Alexis thought she led a typically dysfunctional high school existence. Dysfunctional like her parents' marriage. Or her doll-crazy twelve-year-old sister, Kasey. Or even like her own anti-social, anti-cheerleader attitude. When a family fight results in some tearful sisterly bonding, Alexis realizes that her life is creeping from dysfunction into danger. Kasey is acting stranger than ever: her blue eyes go green, sometimes she uses old-fashioned language, and she even loses track of chunks of time, claiming to know nothing about her strange behavior. Their old house is changing, too. Doors open and close by themselves. Water boils on the unlit stove, and an unplugged air conditioner turns the house cold enough to see their breath in.
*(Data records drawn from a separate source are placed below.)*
PR #194, opened 2020-01-28
refactor: use EventEmitter instead of passing callbacks all over

imurchie:
Node has a great library for [event handling](https://nodejs.org/api/events.html#events_class_eventemitter). This package has been passing callbacks around to handle all the asynchronous messaging of the Web Inspector, which has outlived its usefulness.

So replace everything with `EventEmitter`. This is a **breaking change** due to the change in external events (adding an error parameter).

After this approach is vetted and in the module, it can be extended so that users of `appium-remote-debugger` can listen for whatever event form the Web Inspector they want to implement services.

### DIFF
--- a/lib/message-handlers.js
+++ b/lib/message-handlers.js
@@ -9,7 +9,7 @@ import _ from 'lodash';
  * These will be added to the prototype.
  */
 
-async function onPageChange (appIdKey, pageDict) {
+async function onPageChange (err, appIdKey, pageDict) {
   if (_.isEmpty(pageDict)) {
     return;
   }
@@ -54,7 +54,7 @@ async function onPageChange (appIdKey, pageDict) {
   });
 }
 
-async function onAppConnect (dict) {
+async function onAppConnect (err, dict) {
   let appIdKey = dict.WIRApplicationIdentifierKey;
   log.debug(`Notified that new application '${appIdKey}' has connected`);
   await this.useAppDictLock((done) => {
@@ -66,7 +66,7 @@ async function onAppConnect (dict) {
   });
 }
 
-function onAppDisconnect (dict) {
+function onAppDisconnect (err, dict) {
   let appIdKey = dict.WIRApplicationIdentifierKey;
   log.debug(`Application '${appIdKey}' disconnected. Removing from app dictionary.`);
   log.debug(`Current app is ${this.appIdKey}`);
@@ -89,7 +89,7 @@ function onAppDisconnect (dict) {
   }
 }
 
-async function onAppUpdate (dict) {
+async function onAppUpdate (err, dict) {
   await this.useAppDictLock((done) => {
     try {
       this.updateAppsWithDict(dict);
@@ -99,7 +99,7 @@ async function onAppUpdate (dict) {
   });
 }
 
-function onConnectedDriverList (drivers) {
+function onConnectedDriverList (err, drivers) {
   this.connectedDrivers = drivers.WIRDriverDictionaryKey;
   log.debug(`Received connected driver list: ${JSON.stringify(this.connectedDrivers)}`);
 }
--- a/lib/remote-debugger.js
+++ b/lib/remote-debugger.js
@@ -182,7 +182,7 @@ class RemoteDebugger extends events.EventEmitter {
     this.teardown();
   }
 
-  isConnected () {
+  get isConnected () {
     return !!(this.rpcClient && this.rpcClient.isConnected);
   }
 
@@ -657,47 +657,41 @@ class RemoteDebugger extends events.EventEmitter {
   }
 
   /*
-   * Keep track of the console event listeners so they can be removed
+   * Keep track of the client event listeners so they can be removed
    */
-  get consoleListeners () {
-    this._consoleListeners = this._consoleListeners || [];
-    return this._consoleListeners;
+  addClientEventListener (eventName, listener) {
+    this._clientEventListeners = this._clientEventListeners || {};
+    this._clientEventListeners[eventName] = this._clientEventListeners[eventName] || [];
+    this._clientEventListeners[eventName].push(listener);
+    this.rpcClient.on(eventName, listener);
+  }
+
+  removeClientEventListener (eventName) {
+    for (const listener of (this._clientEventListeners[eventName] || [])) {
+      this.rpcClient.off(eventName, listener);
+    }
   }
 
   startConsole (listener) {
     log.debug('Starting to listen for JavaScript console');
-    this.consoleListeners.push(listener);
-    this.rpcClient.on('Console.messageAdded', listener);
-    this.rpcClient.on('Console.messageRepeatCountUpdated', listener);
+    this.addClientEventListener('Console.messageAdded', listener);
+    this.addClientEventListener('Console.messageRepeatCountUpdated', listener);
   }
 
   stopConsole () {
     log.debug('Stopping to listen for JavaScript console');
-    for (const listener of this.consoleListeners) {
-      this.rpcClient.off('Console.messageAdded', listener);
-      this.rpcClient.off('Console.messageRepeatCountUpdated', listener);
-    }
-  }
-
-  /*
-   * Keep track of the network event listeners, so they can be removed
-   */
-  get networkListeners () {
-    this._networkListeners = this._networkListeners || [];
-    return this._networkListeners;
+    this.removeClientEventListener('Console.messageAdded');
+    this.removeClientEventListener('Console.messageRepeatCountUpdated');
   }
 
   startNetwork (listener) {
     log.debug('Starting to listen for network events');
-    this.networkListeners.push(listener);
-    this.rpcClient.on('NetworkEvent', listener);
+    this.addClientEventListener('NetworkEvent', listener);
   }
 
   stopNetwork () {
     log.debug('Stopping to listen for network events');
-    for (const listener of this.networkListeners) {
-      this.rpcClient.off('NetworkEvent', listener);
-    }
+    this.removeClientEventListener('NetworkEvent');
   }
 
   async execute (command, override) {
--- a/lib/remote-debugger.js
+++ b/lib/remote-debugger.js
@@ -116,19 +116,6 @@ class RemoteDebugger extends events.EventEmitter {
     this._navigatingToPage = false;
     this.allowNavigationWithoutReload = false;
 
-    // set up the special callbacks for handling rd events
-    this.specialCbs = {
-      '_rpc_reportIdentifier:': _.noop,
-      '_rpc_forwardGetListing:': this.onPageChange.bind(this),
-      '_rpc_reportConnectedApplicationList:': this.onConnectedApplicationList.bind(this),
-      '_rpc_applicationConnected:': this.onAppConnect.bind(this),
-      '_rpc_applicationDisconnected:': this.onAppDisconnect.bind(this),
-      '_rpc_applicationUpdated:': this.onAppUpdate.bind(this),
-      '_rpc_reportConnectedDriverList:': this.onConnectedDriverList.bind(this),
-      pageLoad: this.pageLoad.bind(this),
-      frameDetached: this.frameDetached.bind(this),
-    };
-
     this.rpcClient = null;
   }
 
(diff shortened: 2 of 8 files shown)


lib/message-handlers.js
```diff
@@ -9,7 +9,7 @@ import _ from 'lodash';
  * These will be added to the prototype.
  */
 
-async function onPageChange (appIdKey, pageDict) {
+async function onPageChange (err, appIdKey, pageDict) {
```
mykola-mokhnach: I thought that the implicit standard is to always put error to the end of the arguments list

lib/remote-debugger.js
```diff
@@ -187,7 +183,7 @@ class RemoteDebugger extends events.EventEmitter {
   }
 
   isConnected () {
```
mykola-mokhnach: does it make sense to also turn it into a getter or this would require to change more client deps?

lib/remote-debugger.js
```diff
@@ -659,34 +656,48 @@ class RemoteDebugger extends events.EventEmitter {
...
+    return this._consoleListeners;
+  }
+
+  startConsole (listener) {
     log.debug('Starting to listen for JavaScript console');
-    if (_.isFunction(fn)) {
-      this.rpcClient.consoleLogEventHandler = fn;
-    }
+    this.consoleListeners.push(listener);
+    this.rpcClient.on('Console.messageAdded', listener);
```
mykola-mokhnach: EventEmitter has an API to retrieve assigned listeners for an event. I would say the `this._consoleListeners` array is redundant

lib/remote-debugger.js
```diff
@@ -659,34 +656,48 @@ class RemoteDebugger extends events.EventEmitter {
...
 
-  async stopConsole () {
+  stopConsole () {
     log.debug('Stopping to listen for JavaScript console');
-    await this.rpcClient.send('Console.disable', {
-      appIdKey: this.appIdKey,
-      pageIdKey: this.pageIdKey,
-    });
+    for (const listener of this.consoleListeners) {
+      this.rpcClient.off('Console.messageAdded', listener);
```
mykola-mokhnach: why not to use https://nodejs.org/api/events.html#events_emitter_removealllisteners_eventname ?

lib/remote-debugger.js
```diff
@@ -659,34 +656,48 @@ class RemoteDebugger extends events.EventEmitter {
...
+    return this._networkListeners;
   }
 
-  async startNetwork (fn) { // eslint-disable-line require-await
+  startNetwork (listener) {
     log.debug('Starting to listen for network events');
-    if (_.isFunction(fn)) {
-      this.rpcClient.networkLogEventHandler = fn;
-    }
+    this.networkListeners.push(listener);
```
mykola-mokhnach: same as above

mykola-mokhnach: also below

lib/rpc-client.js
```diff
@@ -32,7 +32,7 @@ export default class RpcClient {
       bundleId,
       platformVersion = {},
       isSafari = true,
-      specialMessageHandlers = {},
+      // specialMessageHandlers = {},
```
mykola-mokhnach: do we need this comment?

lib/remote-debugger.js
```diff
@@ -159,12 +144,23 @@ class RemoteDebugger extends events.EventEmitter {
...
       socketPath: this.socketPath,
-      specialMessageHandlers: this.specialCbs,
       messageProxy: this.remoteDebugProxy,
       logAllCommunication: this.logAllCommunication,
       logAllCommunicationHexDump: this.logAllCommunicationHexDump,
       fullPageInitialization: this.fullPageInitialization,
     });
+
+    // listen for basic debugger-level events
+    this.rpcClient.on('_rpc_reportSetup:', _.noop);
```
mykola-mokhnach: should we care about listeners cleanup on disconnect to avoid memory leaks?

lib/rpc-client.js
```diff
@@ -231,18 +269,30 @@ export default class RpcClient {
     });
   }
 
+  async connect () { // eslint-disable-line require-await
+    throw new Error(`Sub-classes need to implement a 'connect' function`);
+  }
+
+  async disconnect () { // eslint-disable-line require-await
+    this.messageHandler.removeAllListeners();
```
mykola-mokhnach: 👍

lib/rpc-client.js
```diff
@@ -324,6 +337,7 @@ export default class RpcClient {
       pageIdKey,
     };
 
+    // highlight and then un-highlight the webview
```
mykola-mokhnach: 👍

lib/rpc-client.js
```diff
@@ -231,18 +269,30 @@ export default class RpcClient {
...
   async sendMessage (/* command */) { // eslint-disable-line require-await
     throw new Error(`Sub-classes need to implement a 'sendMessage' function`);
   }
 
-  addTarget (app, targetInfo) {
+  async receive (/* data */) { // eslint-disable-line require-await
+    throw new Error(`Sub-classes need to implement a 'receive' function`);
+  }
+
+  addTarget (err, app, targetInfo) {
```
mykola-mokhnach: should we care about handling `err` arg in these callbacks?

lib/rpc-message-handler.js
```diff
@@ -123,55 +84,65 @@ export default class RpcMessageHandler {
...
-      }
-      this.dataHandlers[msgId](result);
-      this.dataHandlers[msgId] = null;
-    } else if (this.dataHandlers[msgId] === null) {
-      log.error(`Web Inspector returned data for message '${msgId}' ` +
-                `but we already ran that callback! WTF??`);
-    } else {
-      if (msgId || result || error) {
+    if (msgId) {
+      if (this.listeners(msgId).length) {
```
mykola-mokhnach: how about using https://nodejs.org/api/events.html#events_emitter_listenercount_eventname ?

lib/rpc-message-handler.js
```diff
@@ -123,55 +84,65 @@ export default class RpcMessageHandler {
...
+        if (result && result.result && result.result.value) {
```
mykola-mokhnach: I was thinking about enabling [nullish coalescing](https://developer.mozilla.org/en-US/docs/Web/JavaScript/Reference/Operators/Nullish_coalescing_operator) and [optional chaining](https://developer.mozilla.org/en-US/docs/Web/JavaScript/Reference/Operators/Optional_chaining) operators in babel settings. These could allow to simplify such code a lot

lib/rpc-message-handler.js
```diff
@@ -123,55 +84,65 @@ export default class RpcMessageHandler {
...
+        args = [params || params.record];
+        break;
+      case 'Console.messageAdded':
+        args = [params.message];
+        break;
+      case 'Runtime.executionContextCreated':
+        args = [params.context];
+        break;
+      default:
+        // pass
```
mykola-mokhnach: break;

lib/rpc-message-handler.js
```diff
@@ -123,55 +84,65 @@ export default class RpcMessageHandler {
...
+    }
+
+    if (_.isString(method) && method.startsWith('Network.')) {
```
mykola-mokhnach: `_.startsWith` does both checks

lib/rpc-message-handler.js
```diff
@@ -123,55 +84,65 @@ export default class RpcMessageHandler {
...
+      eventNames.push('NetworkEvent');
+      args.push(method);
+    }
+    if (_.isString(method) && method.startsWith('Console.')) {
+      // aggregate Network events, and add original method name to the arguments
+      eventNames.push('ConsoleEvent');
+      args.push(method);
+    }
+
+    if (eventNames.length) {
```
mykola-mokhnach: or (!_.isEmpty(eventNames))

mykola-mokhnach: I think it will never be empty, since we already have at least one element there while initialising the array

lib/rpc-message-handler.js
```diff
@@ -189,12 +160,14 @@ export default class RpcMessageHandler {
       // targetInfo: { targetId: 'page-1', type: 'page' }
       const app = plist.__argument.WIRApplicationIdentifierKey;
       const targetInfo = dataKey.params.targetInfo;
-      await this.specialHandlers.targetCreated(app, targetInfo);
+      // await this.specialHandlers.targetCreated(app, targetInfo);
```
mykola-mokhnach: do we need this comment?

lib/rpc-message-handler.js
```diff
@@ -189,12 +160,14 @@ export default class RpcMessageHandler {
...
+      this.emit('Target.targetCreated', null, app, targetInfo);
       return;
     } else if (method === 'Target.targetDestroyed') {
       const app = plist.__argument.WIRApplicationIdentifierKey;
       const targetInfo = dataKey.params.targetInfo || {targetId: dataKey.params.targetId};
-      await this.specialHandlers.targetDestroyed(app, targetInfo);
+      // await this.specialHandlers.targetDestroyed(app, targetInfo);
```
mykola-mokhnach: do we need this comment?

lib/message-handlers.js
imurchie: No. It's always the first. See https://nodejs.org/en/knowledge/errors/what-are-the-error-conventions/

lib/remote-debugger.js
imurchie: My thinking on this was that the client is exposing event listening, but it's possible that internally the system is also listening. So the only listeners that should be removed are those the client of the system added.

I'll generalize now, and comment.

lib/remote-debugger.js
imurchie: As above. We only want to remove 'external' listeners.

lib/rpc-client.js
imurchie: No.

lib/rpc-message-handler.js
imurchie: 👍

lib/rpc-message-handler.js
imurchie: Also doesn't matter, since for-of will just not have anything to run, and pass through.

lib/remote-debugger.js
```diff
@@ -659,34 +656,42 @@ class RemoteDebugger extends events.EventEmitter {
...
 
-  async startConsole (fn) { // eslint-disable-line require-await
-    log.debug('Starting to listen for JavaScript console');
-    if (_.isFunction(fn)) {
-      this.rpcClient.consoleLogEventHandler = fn;
+  /*
+   * Keep track of the client event listeners so they can be removed
+   */
+  addClientEventListener (eventName, listener) {
+    this._clientEventListeners = this._clientEventListeners || {};
```
mykola-mokhnach: I would rather init it in the constructor

lib/rpc-client.js
```diff
@@ -55,19 +54,55 @@ export default class RpcClient {
...
-    this.specialMessageHandlers.executionContextCreated = this.onExecutionContextAdded.bind(this);
-    this.specialMessageHandlers.garbageCollected = this.onGarbageCollected.bind(this);
-    this.specialMessageHandlers.scriptParsed = this.onScriptParsed.bind(this);
-
     // start with a best guess for the protocol
     this.setCommunicationProtocol(isTargetBased(isSafari, this.platformVersion));
   }
 
+  get contexts () {
+    this._contexts = this._contexts || [];
```
mykola-mokhnach: why not to initialise it in the constructor?

mykola-mokhnach: same below

lib/rpc-message-handler.js
```diff
@@ -233,55 +203,6 @@ export default class RpcMessageHandler {
...
-      },
-      '_rpc_reportConnectedDriverList:': async (plist) => {
-        await this.handleSpecialMessage('_rpc_reportConnectedDriverList:',
-          plist.__argument);
-      },
-      '_rpc_applicationSentData:': async (plist) => {
-        await this.handleDataMessage(plist);
-      },
-    };
+    await this.dispatchDataMessage(msgId, method, params, result, error);
```
mykola-mokhnach: this method seems to have too many arguments

imurchie:
I’ve run this against the driver, with the appropriate modifications. All works.

mykola-mokhnach:
That's cool. Is memory usage also ok? My experience says one has to be really careful with event listener from the perspective of resources management (means all assigned listeners must be released sooner or later) to avoid serious memory leaks

imurchie:
I've tracked all the listeners and all is good, as far as I can tell.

Alexis wants to think that it's all in her head, but soon, what she liked to think of as silly parlor tricks are becoming life-threatening: to her, her family, and to her budding relationship with the class president. Alexis knows she's the only person who can stop Kasey—but what if that green-eyed girl isn't even Kasey anymore?
PUBLISHERS WEEKLY
In Alender's character-driven debut, outsider Alexis who dyes her hair exotic colors, hates cheerleaders and sees the world through the lens of her camera first suspects something's amiss when she and her younger sister, Kasey, notice light emanating from their antiquated house. Tension builds slowly as doll-obsessed Kasey starts acting more strangely than normal, the girls' father is hospitalized after a car accident and the house itself becomes increasingly temperamental (the air-conditioner seems determined to freeze them to death, and the girls are strangely drawn to the creepy basement). Meanwhile, Alexis's social life takes an unexpected turn via a budding romance with the class vice-president and a new confidante: a cheerleader with a clairvoyant bent. As Alexis's stubborn stereotypes disintegrate, so does her unwillingness to accept the possibility of unseen forces, and she addresses the change with wry humor ("What was this, Challenge Alexis's Long-Held Assumptions Day?"). While the true scares are relegated to a few ephemeral moments during the buildup of the haunting, and the ghost's vengeful motivations feel undernourished, fans of classic young adult ghost stories should welcome this solid offering. Ages 12 up.